MsalGuard - Support RBAC with CanActivateFn

[dirthsj]

Core Library

MSAL.js v2 (@azure/msal-browser)

Wrapper Library

MSAL Angular (@azure/msal-angular)

Public or Confidential Client?

Public

Description

Starting with Angular 14.2, you can pass a CanActivateFn to the canActivate array. This function can contain inject calls and can be created dynamically at runtime very easily.
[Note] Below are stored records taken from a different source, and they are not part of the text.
PR #677, opened 2024-05-08
PSR-953 PSR-954 Removing member payments upon member deletion & fixing index dependencies

B-Savage:


app/pages/nonsipp/membersurrenderedbenefits/SurrenderedBenefitsAmountPage.scala
```diff
@@ -17,16 +17,32 @@
...
 
+import scala.util.Try
+
 case class SurrenderedBenefitsAmountPage(srn: Srn, memberIndex: Max300) extends QuestionPage[Money] {
 
   override def path: JsPath = Paths.memberPensionSurrender \ toString \ memberIndex.arrayIndex.toString
 
   override def toString: String = "totalSurrendered"
 
+  override def cleanup(value: Option[Money], userAnswers: UserAnswers): Try[UserAnswers] =
```
kberec, line 36: Is there a chance that this cleanup breaks the removal through `RemoveSurrenderedBenefitsController`? (Same question applies for all member payment cleanup methods)

app/controllers/nonsipp/memberdetails/upload/FileUploadSuccessController.scala
```diff
@@ -88,7 +99,21 @@ class FileUploadSuccessController @Inject()(
       UserAnswers.remove(DoesMemberHaveNinoPages(srn)),
       UserAnswers.remove(MemberDetailsNinoPages(srn)),
       UserAnswers.remove(NoNinoPages(srn)),
-      UserAnswers.remove(MemberStatuses(srn))
+      UserAnswers.remove(MemberStatuses(srn)),
```
kberec, line 102: FYI @westwater this PR may gets merged before the soft delete changes. Can you see anything that wouldn't fit with your approach of soft delete?

app/pages/nonsipp/memberdetails/MemberDetailsPage.scala
```diff
@@ -36,16 +43,65 @@ case class MemberDetailsPage(srn: Srn, index: Max300) extends QuestionPage[NameD
...
     }
 
-  private def pages(srn: Srn): List[Removable[_]] =
+  private def pages(srn: Srn, userAnswers: UserAnswers): List[Removable[_]] =
     List(
       DoesMemberHaveNinoPage(srn, index),
       MemberStatus(srn, index)
     )
 
+  private def paymentsPages(srn: Srn, index: Max300, userAnswers: UserAnswers): List[Removable[_]] = {
```
kberec, line 56: What should happen if the last member is removed? Should member payments journey type pages get removed (e.g.  TransfersInJourneyStatus) so that the tasklist and the data reverts back to the state how it was before adding any members?

app/controllers/nonsipp/memberdetails/upload/FileUploadSuccessController.scala
westwater: Yeah It looks like this will conflict with soft delete - because of how the soft delete is working, I need to hard delete all member journeys when a member gets deleted which look like part of what this PR is trying to do

kberec: Thanks @westwater . Do you want @B-Savage to go-ahead with these changes as they are and you're going to adjust them to the soft delete, or do you want @B-Savage to change the approach?
AFAIK hard delete of members is still valid in some scenarios (e.g. compiled status, version1)

app/pages/nonsipp/memberdetails/MemberDetailsPage.scala
B-Savage: I've added a solution to this now - all member related pages that are remaining are removed upon the last member being deleted.

app/controllers/nonsipp/memberdetails/upload/FileUploadSuccessController.scala
westwater: Yeah lets get this in and i'll deal with it on my PR

kberec (approved):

I have created a wrapper for MsalGuard which implements RBAC using this feature, but it would be nice if it was officially supported. Here is a sample of my implementation:

  static forRole(role: string): CanActivateFn {
    return (route, state) => {
      const msalGuard = inject(MsalGuard);
      const authGuardBase = new RoleAuthGuard(msalGuard, role);
      return authGuardBase.canActivate(route, state);
    }
  }

RoleAuthGuard handles waiting for MsalGuard to succeed, then acquires a token from Msal using acquireTokenSilent and verifies the idTokenClaims contain the specified role. This could be much more efficient if MsalGuard could verify the idTokenClaims internally.

Example Usage:

const routes: Routes = [
  {
    component: AdminComponent,
    path: 'admin',
    canActivate: [RoleAuthGuard.forRole('Administrator')],
  }
}

PS: Also of note, class and InjectionToken guards and resolvers, such as the current MsalGuard impelmentation, are scheduled for removal in Angular 17. CanActivateFn is the replacement. I would appreciate it if this feature was included when the necessary changes to support Angular 17 are made.

Source

External (Customer)

[derisen]

@dirthsj @sameerag possibly related to #3406

[dirthsj]

@dirthsj @sameerag possibly related to #3406

Exposing activateHelper etc. as proposed in this issue would not change the implementation of my wrapper (I would still prefer composition over inheritance).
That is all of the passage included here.